The nation’s regulatory framework is becoming more complex almost by the day. Regulations that supplement laws such as the Foreign Corrupt Practices Act (FCPA) and the International Traffic in Arms Regulations (ITAR) have generated new areas of vulnerability, particularly when it comes to third-party relationships.
For example, the current administration has taken the position that no FCPA infraction is too small to prosecute. Organizations that fail to take proactive measures to search for, disclose, and remediate misconduct are likely to face substantial penalties if a regulatory agency discovers misconduct. Traditional tools, such as internal audits, are not up to the task of detecting the malfeasance of internal fraudsters, who may mask their corrupt behavior with code words or other innuendo that make it difficult to discover using keywords. Unless more advanced tools are used, an organization’s best defense against fraud might be reliance on tipsters.
A similar approach is required to ensure compliance with ITAR. This law imposes stiff penalties, including millions in fines, against U.S. organizations that export “defense articles” without government authorization. “Articles” is defined so broadly that it covers technical, defense-related data in documents, blueprints, drawings, photographs, plans, or instructions. The Directorate of Defense Trade Controls, the U.S. agency that enforces ITAR, is likely to take a more lenient approach with companies that have implemented a rigorous compliance program and that voluntarily disclose and remediate any failures.

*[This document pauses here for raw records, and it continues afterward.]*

PR #191, opened 2016-03-14
Load input plugins at startup and call them directly when a command is received

astorije:
This extends #154 a bit more and is a first step into improving things (next step will add tests!) :-)

@xPaw, I know you have looked at this code recently, let me know if you can think of how I can make this better (the existing changes, as I'm leaving out other things that will need changing later on).

### DIFF
--- a/src/client.js
+++ b/src/client.js
@@ -48,7 +48,14 @@ var inputs = [
 	"quit",
 	"raw",
 	"topic",
-];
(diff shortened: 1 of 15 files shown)


xPaw:
Seems fine to me :+1:

maxpoulin64:
Seems fine to me as well. :+1: and merging.

PR #193, opened 2016-03-14
Remove unnecessary operation when sorting users

astorije:
Maybe there was a good reason for this `.reverse()` but I can't admit I'm seeing it right now...
The entire method could probably use a rewrite but this is the least that can be done here.

### DIFF
--- a/src/models/chan.js
+++ b/src/models/chan.js
@@ -27,14 +27,8 @@ Chan.prototype.sortUsers = function() {
 		this.users,
 		function(u) { return u.name.toLowerCase(); }
 	);
-	var modes = [
-		"~",
-		"&",
-		"@",
-		"%",
-		"+",
-	].reverse();
-	modes.forEach(function(mode) {
+
+	["+", "%", "@", "&", "~"].forEach(function(mode) {
 		this.users = _.remove(
 			this.users,
 			function(u) { return u.mode === mode; }


xPaw:
I wouldn't merge this because #167 actually knows which user modes are used on the server, and that can be used instead of this hardcoded array.

xPaw:
Okay, I did it in 53c367b58bcdf5068390ba2f6d50d7e278f9b95f, and now it sorts the whole user list within a single pass. Closing this PR.

astorije:
Reopening this: even though it's already done in #167, it is still a few weeks down the road (that kind of change requires intensive testing and is not ready yet, not to mention reviewers' time allocation) while this PR is already there and done.
If others think it's unnecessary so be it, but I think this is a minor improvement that can easily go with the next patch release.

YaManicKill:
It's obviously not a massive improvement (although it is an improvement none-the-less) so I wouldn't have spent the time looking for it. However, as you have already done the work, I see no reason to deny it, especially as #167 won't be done anytime soon (we are at the very least waiting on 2 bugs to be fixed with the framework itself).

So I'll :+1: this but stick second reviewer on it, and @maxpoulin64 or @xPaw can fight it out :-P

maxpoulin64:
I guess I'll side with @YaManicKill on this one, since it is a really trivial fix and :+1:. It's kind of useless even for me as this really only moves 4 values, but I don't see any particular reason to deny it. I'm looking forward to @xPaw 's actual proper implementation of course.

Risk professionals now have a number of advanced analytics tools at their disposal to counteract the additional risks that lurk in emerging forms of data. Linguistic analysis techniques can identify instances where employees use seemingly innocuous words or phrases to engage in subterfuge. Concept clustering is a tool that isolates subtle patterns within documents that seem dissimilar to the untrained—or undigitized—eye. These conceptual search tools can identify patterns in documents, based on keywords or chunks of text, and flag the documents that refer to items that might fall within ITAR’s purview. Data visualization tools can analyze relationships and look for troubling connections that might violate the FCPA, such as links between employees, vendors, and foreign officials. In addition, anomaly detection tools can scan records for irregularities, such as unusual recurring payments.

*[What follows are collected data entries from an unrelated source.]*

PR #198, opened 2016-03-16
Add a very basic test for Network#export

astorije:
This is a very basic, naive test but my plan was to have the minimal possible coverage rather than an extensive test suite. Will improve over time.

Btw, CI will pass after #197 is merged and this PR is rebased off master.

### DIFF
--- a/test/models/network.js
+++ b/test/models/network.js
@@ -1,0 +1,30 @@
+"use strict";
+
+var expect = require("chai").expect;
+
+var Chan = require("../../src/models/chan");
+var Network = require("../../src/models/network");
+
+describe("Network", function() {
+	describe("#export()", function() {
+
+		it("should produce an valid object", function() {
+			var network = new Network({name: "networkName"});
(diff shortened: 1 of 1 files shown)


test/models/network.js
```diff
@@ -0,0 +1,30 @@
...
+
+describe("Network", function() {
+	describe("#export()", function() {
+
+		it("should produce an valid object", function() {
+			var network = new Network({name: "networkName"});
+			network.channels.push(new Chan({name: "#thelounge"}));
+			network.channels.push(new Chan({name: "&foobar"}));
+
+			expect(network.export()).to.deep.equal({
```
xPaw: Will this test fail if we add new properties to export?

astorije: Yes, on purpose. If changing the behavior or `.export()`, it must be a conscious choice and therefore the test(s) should be updated :-)

xPaw: Ah that's fine, the export function picks what entries to export. Confused it with `toJSON`.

Counsel, risk and compliance professionals can also apply tools such as technology-assisted review (TAR) to prioritize documents for review based on the likelihood that they contain material of concern. Using TAR, experienced legal counsel code a seed set of documents for relevancy to the issue at hand. Once done, they feed these documents into a computer that is programmed to uncover the logical reasoning behind the lawyers’ coding decisions. Sophisticated algorithms then apply that logic across an entire document population. The process is iterative, so that ultimately the computer’s logic closely mirrors the lawyers’ coding decisions. Organizations can use TAR to limit the population of documents for review, thus expediting the data mining process.